PR #1664, opened 2026-07-14
feat(settings): expose automatic window material

adamanz:
## Summary

- add **Automatic** to the window material picker
- show the configured automatic state instead of its resolved material
- clarify that automatic prefers Liquid Glass and falls back to blur

## Why

Selecting an explicit window material currently removes the only UI path back to the capability-aware `auto` behavior. This restores that option without changing existing defaults.

## Checks

- `cmake --preset macos-debug`
- `cmake --build --preset macos-debug`
- `make check-format`
- `scriptcommand-tests` (256 assertions)
- `vicinae-crypto-tests` (36 assertions)
- `vicinae-fuzzy-tests` (53 assertions)
- `vicinae-glyph-tests` (1,980 assertions)
- `xdgpp-tests` (257 assertions)

Prepared with Codex; locally reviewed and tested.

### DIFF
--- a/extra/config.jsonc
+++ b/extra/config.jsonc
@@ -108,7 +108,7 @@
 		},
 
 		// "none", "blur", "liquid_glass", or "auto" (liquid_glass when available, else blur).
-		// Needs window opacity < 1 to be visible.
+		// When opacity is unset, liquid glass uses a translucent default automatically.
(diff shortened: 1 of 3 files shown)


aurelleb:
is this ready, or still a draft?

PR #1676, opened 2026-07-16
fix(macos): prevent clipboard copy HUD stealing focus

Tinkerbells:
On macOS, when copying an item from Clipboard History, Vicinae shows a HUD saying "Selection copied to clipboard".

   Accessibility Inspector reports this HUD as a system dialog / AXSystemDialog with Keyboard Focused = true. This causes the currently focused app/window to lose focus
 temporarily. The issue is especially visible when using yabai/skhd: after copying from Vicinae Clipboard History, focus returns with a delay or appears blocked by the HUD.

   Expected behavior:
   The HUD should not accept keyboard focus, or Clipboard History copy should avoid showing a focusable HUD on macOS.

   Environment:
   - macOS
   - yabai + skhd
   - Vicinae v0.23.1

   Workaround tested:
   Building Vicinae with the macOS HUD window using Qt.WindowDoesNotAcceptFocus and suppressing the Clipboard History copy HUD on macOS resolves the focus issue.

### DIFF
--- a/src/server/src/qml/macos-chrome-attached.mm
+++ b/src/server/src/qml/macos-chrome-attached.mm
@@ -471,6 +471,8 @@ void MacOSPanelAttached::apply() {
   NSWindow *nswin = nsview.window;
   if (!nswin) return;
 
+  const bool acceptsFocus = !(m_window->flags() & Qt::WindowDoesNotAcceptFocus);
+
   if (!m_snapshot.valid) {
     m_snapshot.valid = true;
     m_snapshot.styleMask = (unsigned long)nswin.styleMask;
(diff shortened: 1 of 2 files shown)


src/server/src/extensions/clipboard/history/clipboard-history-actions.hpp
```diff
@@ -24,7 +25,11 @@ class CopyClipboardSelection : public AbstractAction {
     auto clipman = ctx->services->clipman();
     auto toast = ctx->services->toastService();
     if (clipman->copySelectionRecord(m_id, {.concealed = true})) {
+#ifdef Q_OS_MACOS
```
aurelleb: why do we need to do this if we prevent the HUD from grabbing focus? I would still want the HUD to show on macOS.

Tinkerbells: You're right. I removed the macOS-specific suppression of the clipboard HUD.
The updated patch keeps the HUD visible and only prevents it from accepting keyboard focus by adding Qt.WindowDoesNotAcceptFocus to the macOS HUD window and making the native NSPanel setup respect that flag.

PR #1682, opened 2026-07-16
Add launchd (macOS) support to home-manager module

dnlzro:
Add new `launchd` options in the Home Manager module to enable automatic startup on Nix Darwin systems, as well the ability to pass custom environment variables to the Vicinae process (if desired).

i.e., `launchd` is `systemd` for macOS. It is configured very similarly through Home Manager, so I extracted some helper functions to avoid code duplication in the module. 

With this addition, the module now works as I'd expect it to work. Vicinae launches at startup, watches the clipboard, is configured according to `programs.vicinae.settings`, etc.

**Note:** This PR builds on the work already done by @natsukium to support Nix Darwin (thank you! ❤️). The codebase has changed a decent amount since they last worked on their Home Manager module, and I just wanted to simplify things a bit and push this over the finish line.

### DIFF
--- a/nix/home-manager-module.nix
+++ b/nix/home-manager-module.nix
@@ -17,6 +17,18 @@ self: {
 
   jsonFormat = pkgs.formats.json {};
   tomlFormat = pkgs.formats.toml {};
+
+  envVarType = with lib.types; attrsOf (oneOf [str int float bool]);
+
+  envValueToString = val:
+    if lib.isBool val
+    then
+      (
+        if val
+        then "1"
+        else "0"
+      )
+    else toString val;
 in {
   disabledModules = ["programs/vicinae"];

+ + + + +

Task requirements: Lines with the string "that" in the data above: say how many there are, giving the number alone.

Reply to the task: 3